Call to ration doctors

五月 14, 1999

Italian doctors have to wait an average of ten years before they find stable employment in the public or private health services because there is a massive surplus of medical school graduates, according to Aldo Pagni, president of the Italian federation of medical registers.

Professor Pagni has called for the quota of 8,000 new students in medical schools to be reduced to 4,200 to reach a balance between supply and demand by 2002.

Until a few years ago access to medical schools was completely open to any school-leaver, independently of their field of study in secondary school.

Only recently have attempts been made, not always successfully, to limit access to medicine, dentistry, veterinary science and architecture.

Italy now has about twice as many doctors as most other European countries and a public health system that is certainly no better than those in France, Germany or the United Kingdom.

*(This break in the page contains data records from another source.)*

PR #1667, opened 2024-02-29
fix(Classroom Monitor): Grade by Student sort by location

### LINKED ISSUE #1666: bug(Classroom Monitor): Grade by Student sort by location errors
## Description
Sort by location in Grade by Student doesn't always order the students correctly because it is sorting numerically using the node position and title, which is this format: "2.2: Newton Scooter Concepts". Because we're sorting using `localeComapreBy`, step 2.12 will be considered as before step 2.2, for example, because the number 2.12 is less than 2.2. But in our naming structure, 2.12 means lesson 2, step 12. So it should come after 2.2 (lesson 2, step 2).

For example, students on step 1.12 should be sorted below students on 1.5 and 1.8 in this example (sort is by location ascending):

Image

breity:
## Changes
- Use node order in unit to perform sort by location in Classroom Monitor Grade by Student.

## Test
- Make sure sorting by location in Grade by Student now performs correctly in all cases (e.g. students on step 2.12 come after students on step 2.2 when sorted by location ascending).

Closes #1666.

### DIFF
--- a/src/assets/wise5/classroomMonitor/classroomMonitorComponents/shared/testing/ClassroomMonitorTestHelper.ts
+++ b/src/assets/wise5/classroomMonitor/classroomMonitorComponents/shared/testing/ClassroomMonitorTestHelper.ts
@@ -10,6 +10,7 @@ export class ClassroomMonitorTestHelper {
   students: StudentProgress[] = [
     new StudentProgress({
       location: '1.2: Open Response',
+      order: 2,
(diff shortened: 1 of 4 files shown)


hirokiterashima (approved):
LGTM.

Can you also add type to the workgroupId param before merge?
```getCurrentNodeLocationForWorkgroupId(workgroupId: number): any {```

According to Professor Pagni, the glut of doctors means that on average they only find stable employment at the age of 39 and are thus unable to accumulate the payments necessary to have a pension. He pointed out that the training of each doctor costs the state the equivalent of Pounds 12,000 a year, plus the cost to the families that have to support them.

"Halving the number of medical students appears to be the only solution," he said.

This is not the first call for fewer medical students. Recently many students excluded from limited-access degree courses have successfully appealed the decision in court on the basis of a 1969 law that guarantees all school-leavers the choice of any university education.